Most importantly, I ask students traveling abroad to consider carefully if they can mitigate the risk of impacting others and contracting the disease themselves through their choice of travel, location of travel, behaviors pre, post, and during travel as a way to minimize their exposures.

As a risk manager, my response to the question is it safe for my students to study abroad? is more or less the same now as it was before the arrival of COVID-19. Just as before the pandemic, my response is that travel decisions should be based on each individual’s personal situation and personal tolerance for risk.
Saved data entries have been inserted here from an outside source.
PR #3601, opened 2024-04-01
Romanian Translation 1.13.x

HarrisonNewman:
Complete Romanian translation for DB Browser for SQLite 1.13.x


src/src.pro
```diff
@@ -0,0 +1,199 @@
+######################################################################
```
justinclift, line 1: Hmmmm, this whole section doesn't seem correct.

Not sure why it's included, as it's not specific to Romanian? :smile:

src/translations/sqlb_ar_SA.ts
```diff
@@ -546,41 +546,51 @@ If any of the other settings were altered for this database file you need to pro
...
+        <source>WebKit / Chromium epoch to local time</source>
+        <translation type="unfinished"></translation>
+    </message>
+    <message>
+        <location filename="../ColumnDisplayFormatDialog.cpp" line="35"/>
         <source>Date as dd/mm/yyyy</source>
         <translation>التاريخ بتنسيق dd/mm/yyyy</translation>
     </message>
     <message>
-        <location filename="../ColumnDisplayFormatDialog.cpp" line="35"/>
```
justinclift, line 555: This PR seems to be changing the other language files as well?

At a guess, you've accidentally included the other ones after they were touched by lupdate or similar?

You should probably remove all of the changes to files that aren't actually needed, just so it's easier to review. :smile:

lucydodo:
Hi, @HarrisonNewman Thank you for contribution.
https://github.com/sqlitebrowser/sqlitebrowser/blob/3e7dd41bd65118c362f13e32c8df97f099e6b432/CMakeLists.txt#L364
```
# ADD NEXT LINE TO TO `CMakeLists.txt` FILE
"${CMAKE_SOURCE_DIR}/src/translations/sqlb_ro.ts"
```
I think you should include that file in the `CMakeLists.txt` so that CMake can include this translation files when build. :)

justinclift (approved):

PR #3638, opened 2024-05-18
Correcting typos and inconsistent capitalizations in French translation

Ailothaen:
This pull request edits the French translation to:
- Correct a lot of typos
- Make capitalizations consistent. For example, in the current version, "Intégrité" ("integrity") is both used in its capitalized and uncapitalized version:

This is the case for a lot of terms (Commit, Projet, Index...) that this PR corrects. I usually replaced these occurrences by their uncapitalized versions (because this is what I am used to see in other French translations of software).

Bill Bull is Vice President for Risk Management, Health, Safety and Security for the Council on International Educational Exchange (CIEE). He has more than 25 years of experience in international safety and security, including eight years with CIEE. Prior to joining CIEE, Bill most recently served as East Africa/East Indian Ocean Safety and Security Officer for the Peace Corps, an organization he has maintained close ties with since he first became a Peace Corps volunteer in 1985. Bill holds a bachelor’s degree in international affairs from Lafayette College and a master’s degree from the Fletcher School of Law and Diplomacy at Tufts University.